Oct 15 17:08:29 |Check Point|VPN-1 & FireWall-1|Check Point|Log|http|Unknown|act=Accept app=HTTPS cn1Label=Elapsed  server_outbound_packets=30 service_id=https sig_id=4 src=10.25.18.12

So I have this text
I want to check if the text. 
I want to write a regex for log filtering to check if the text has the following conditions : 
1. contains Check Point
2. act=Accept  (or Allow) [small or caps]
3. src should not be private


This is the regex I have written,
regexp: .*(?i)(Check Point|fortigate).*act=(?i)(Deny|Drop).*src=(?!(10[.]|172[.](?:1[6-9]|2[0-9]|3[0-1])[.]|192[.]168[.])).*


but this is not working. 
Can anyone help?

0 7 383
7 REPLIES 7

Hi @asinghz297,

As previously mentioned, I would recommend performing this data manipulation and extraction via a parser, however the below rule should work. Noting that the example event has been mapped to 'metadata.description' (if not modify all occurrences of metadata.description in the below to the relevant udm field.)

rule Regex_Example {
 
  meta:
    author = "Ayman C"
    description = "Regex example"


  events:

    //$inputstring = //"Oct 15 17:08:29 |Check Point|VPN-1 & FireWall-1|Check Point|Log|http|Unknown|act=Accept app=HTTPS cn1Label=Elapsed  server_outbound_packets=30 service_id=https sig_id=4 src=10.25.18.12"

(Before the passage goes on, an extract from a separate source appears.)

PR #343, opened 2026-08-05
feat(cli): add a warm verb that builds the cache and the NVTX kernel map

### LINKED ISSUE #337: cli: a warm verb — build the cache and the map before anyone waits on them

    $EventType = re.capture($event.metadata.description, /:[0-9]{2}\s\|([^\|]+)/)
    $ActionOutcome = re.capture($event.metadata.description, /act=([^\s]+)/)
    $SourceIP = re.capture($event.metadata.description, /src=([^\s]+)$/)

    $EventType = "Checkpoint" and ($ActionOutcome = "Accept" nocase or $ActionOutcome = "Allow" nocase) and not $SourceIP = /(^10[.]|172[.](?:1[6-9]|2[0-9]|3[0-1])[.]|^192[.]168[.])/

outcome:

    $FullEvent = $event.metadata.description
    $EventTypeExtracted = $EventType
    $ActionOutcomeExtracted = $ActionOutcome
    $SourceIPExtracted = $SourceIP
  condition:
    $event
}




Hi @AymanC 
The point is that i don't want a text extraction but a pattern matching so as to allow only specific logs in the instance.
So my requirement is to write a single regex to take care of all the 3 conditions. 

Hi @asinghz297 ,

If you want to filter on ingest using regexp, you need to investigate using the forwarder, the OTEL collector, or a third party product such as Cribl.  The rule above is a post-ingest circumstance, creating detections based on the pattern match.

From a practical standpoint, I'd be hesitant to exclude firewall logs that don't match a pattern?  One might not need them today, but what if one needed them tomorrow?

I need to do this so as to reduce the EPS on the instance.  Basically drop the checkpoint firewall logs for inbound traffic which are denied by firewall. Can do that using regex

The solution I came up with was : 

.*(?i)(Check Point|fortigate).*act=(?i)(Deny|Drop).*src=(?!(10[.]|172[.](?:1[6-9]|2[0-9]|3[0-1])[.]|192[.]168[.])).*

is it okay?

matthewnichols
Community Manager
Community Manager

Hi @asinghz297 What are your ingestion methods and what are your current EPS needs? What does you see as your max EPS?

Hi @matthewnichols 
regardless of the EPS my concern is to drop the mentioned logs.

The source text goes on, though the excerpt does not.